I have been looking for an opportunity to try out machine learning and recently had a change. Given my background with ASP.NET, using ML.NET seemed the clear choice as I am already familiar with C# and the .NET ecosystem.
To try out ML.NET, I decided to make a binary classifier which would accept a piece of text and decide if the text is most likely to be related to Star Trek or Star Wars. Not that I am saying one is better (or worse) than the other.
Finding the Data
The first step with any machine learning task is to source the appropriate data to support the model you want to design. In my case, I needed text which would definitively belong to either Star Trek or Star Wars.
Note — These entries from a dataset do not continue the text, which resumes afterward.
PR #290, opened 2025-11-22
Add request lifecycle diagram

skryukov:
- Added a new "Request lifecycle diagram" section with a visual diagram
- Updated the page object documentation to include more detailed descriptions
- Revised and expanded example page objects to consistently include the `errors` property

### DIFF
--- a/docs/package-lock.json
+++ b/docs/package-lock.json
@@ -4,17 +4,36 @@
   "requires": true,
   "packages": {
     "": {
+      "dependencies": {
+        "vue-tsc": "^3.1.4"
+      },
       "devDependencies": {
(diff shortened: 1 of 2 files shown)


BrandonShar:
What are you thoughts on changing "Returns HTML skeleton" to something referencing that it returns the inertia ERB along with props/view vars? I think that makes it a bit more clear what's happening in a literal sense (which seems to be what we're targeting with the diagram)

bknoles:
Yea, I think this is a great addition as is! Thanks @mattdb for generating the diagram a couple weeks ago :)

bknoles (approved):

PR #672, opened 2024-06-13
Manual memory management on image data

tobiolo:
Replace vector for image data with raw array
This allows faster/constant time access to image data

### DIFF
--- a/src/document.h
+++ b/src/document.h
@@ -199,9 +199,8 @@ struct Document {
                 if (image.trefc) {
                     fos.PutC(image.image_type);
                     sos.WriteDouble(image.display_scale);
-                    wxInt64 imagelen(image.image_data.size());
-                    sos.Write64(imagelen);
-                    fos.Write(image.image_data.data(), imagelen);
+                    sos.Write64(wxInt64(image.image_size));
+                    fos.Write(image.image_data, image.image_size);
                     image.savedindex = realindex++;
                 }
             }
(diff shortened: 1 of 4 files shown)


tobiolo:
Put some large 4K images into a TreeSheets and the difference is observable.

aardappel:
Can you point me to where exactly the speedup happens?
Because a `vector` should be completely equivalent to a raw pointer, unless you're sharing these raw pointers or something.
And for most purposes the `vector` is better/safer.

tobiolo:
The speed up happens when the wxBitmap is constructed from the wxImage.
If the wxImage is constructed from an array, it seems to be faster.
image

tobiolo:
Well, it does seem to depend on cache etc. (I did some longer trial runs).
Closing it for now.

tobiolo:
Also tested your proposal, but I did not seem any change in the construction stats, so does not seem to be copied?

aardappel:
Where is `InitFromImage` called from? I don't see it in the code.

It seems like that call takes a `wxImage` which has already been constructed at that point, so I don't see how that function can vary..

There is no way that calling `.data()` and `.size()` on a `vector` is any slower than storing these values raw. A vector is just a convenient wrapper around the buffer you created by hand. The only way a `vector` can be slower is if the code is written to cause it to copy, in which case only that copy needs fixing.

I don't mind using a raw pointer if it is absolutely necessary, but I think only if we know for sure what causes the slowdown.

Worth running on windows with https://github.com/VerySleepy/verysleepy, which may give you better output than `gprof`

tobiolo:
image

tobiolo:
It seems that you always need to go via `wxImage` and this something to live with :-). So I am closing this PR for now.

PR #673, opened 2024-06-15
Use unique_ptr to the wxBitmaps in the icon dropdown

tobiolo:


src/mywxtools.h
```diff
@@ -120,8 +120,7 @@ struct ImagePopup : wxVListBoxComboPopup {
 };
 
 struct ImageDropdown : wxOwnerDrawnComboBox {
-    // FIXME: delete these somewhere
-    Vector<wxBitmap *> bitmaps_display;
+    Vector<unique_ptr<wxBitmap>> bitmaps_display;
```
aardappel, line 123: This uses my `Vector` class, which I am not sure interacts correctly with `unique_ptr`.. maybe use `vector` ?

tobiolo: So far it works perfectly (tested it).

aardappel: I suggested this may be a source of issues.. lets replace it with `vector`.

PR #674, opened 2024-06-15
Move initializer list to declaration block

tobiolo:


src/myframe.h
```diff
@@ -21,9 +21,9 @@ struct MyFrame : wxFrame {
                  // device-independent pixels
     std::vector<std::string> scripts_in_menu;
     bool zenmode;
-    ColorDropdown *celldd = nullptr;
```
aardappel, line 24: Initialization directly in the declaration is superior to doing it in the initializer list when possible, so if anything, better to move other fields to the declaration where possible.

tobiolo:
Is this style ok for you?

src/myframe.h
tobiolo: Thanks for the hint! This saves a lot of lines.

src/document.h
```diff
@@ -6,28 +6,26 @@ struct UndoItem {
     Vector<Selection> path, selpath;
     Selection sel;
     unique_ptr<Cell> clone;
-    size_t estimated_size;
+    size_t estimated_size{ 0 };
```
aardappel, line 9: I would just have done `= 0` like we already have in some places. If there's a reason `{}` is better, I'd put a space ahead of the first `{`.

PR #677, opened 2024-06-15
Make instance_checker a unique_ptr

tobiolo:


src/myapp.h
```diff
@@ -117,14 +122,11 @@ struct MyApp : wxApp {
         }
 
         if (single_instance) {
-            instance_checker = new wxSingleInstanceChecker(
```
aardappel, line 120: you have to be a bit careful with moving the initialization.. like if `single_instance` is false, this init isn't needed to run.

tobiolo: Thanks for your review! I now revised the commit.
There is still a unique_ptr, but the managed object will be set to the wxSingleInstanceChecker object on the heap only if single_instance evaluates to true.
Is this ok?

PR #678, opened 2024-06-15
Make pointer to IPCServer a unique_ptr

tobiolo:


aardappel:
This seems good, but has changes from the other PR in it.

tobiolo:
Thanks for your feedback!
Ok, I did removed the previous commit (had some line overlap).

tobiolo:
Would this be ok now?

PR #680, opened 2024-07-09
Expose Text filtered on Script Interface for Lobster

tobiolo:


tobiolo:
Not so sure about the boolean data types.
Especially in the use case that it is first checked for filtered and depending on the result the text filtered is set or not.

tobiolo:
This might be a first step to move all the view filter options into scripts...

aardappel:
That is fine, in Lobster, `bool` is an enum which is a subtype of `int`

tobiolo:
> That is fine, in Lobster, `bool` is an enum which is a subtype of `int`

Ah, thanks! 😄

PR #681, opened 2024-07-10
Expose Text lastedit on Script Interface

tobiolo:


tobiolo:
This might serve to sort cells by modification datetime.

PR #691, opened 2024-08-06
Add handling of special accelerators that wxGTK cannot handle natively

tobiolo:
Note: This would require adaption of the translation files. But I think this is still better than maintaining one string each for wxGTK and for other platforms.


tobiolo:
Simpler alternative was chosen. Closing this PR.

PR #695, opened 2024-08-10
Replace special accelerators for wxGTK

tobiolo:


tobiolo:
I guess that this is the simpler solution for the Gettext utility to extract the strings.

aardappel:
But do the translation files now need to translate each of these strings twice?

tobiolo:
> But do the translation files now need to translate each of these strings twice?

Yes but given the small amount of additional strings that are not likely to be changed I think this is bearable. Otherwise we also have to change the existing string, too.

PR #701, opened 2024-08-19
Make hover shadow customizable

tobiolo:
The hover shadow comes with a trade-off:
(+) It gives better orientation with lots of text in a TreeSheets
(-) The hover XORs also bitmaps which can be obstructive when there is lot of works with images
So give the user the choice about the hover shadow.


aardappel:
Nice, yeah it can give some bad results :(

tobiolo:
> Nice, yeah it can give some bad results :(

Thanks for the merge!

PR #249, opened 2016-04-25
Rest api client updates

### LINKED ISSUE #180: Update RestApiClient for BOTH Northstar & Phoenix

weerd:
#### What's this PR do?
This PR fixes a bug that was occurring when we would receive an error response from the Phoenix API. The `RestApiClient` class was expecting the format for error responses in the way that Northstar formats them, which is slightly different than how Phoenix does. This fix updates the response object to include the expected `code` property in the `error` object.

I searched Kaggle and found that the scripts for the original Star Wars trilogy were available, along with the scripts for every Star Trek TV series episode. After downloading the files, I moved the data into a spreadsheet as a list of sentences. I then added a column for a label which identified the text as coming from the Star Trek or Star Wars scripts.
Training the Model
Now that the data is ready the next step is to train the model. ML.NET includes a model builder which makes this a relatively painless process.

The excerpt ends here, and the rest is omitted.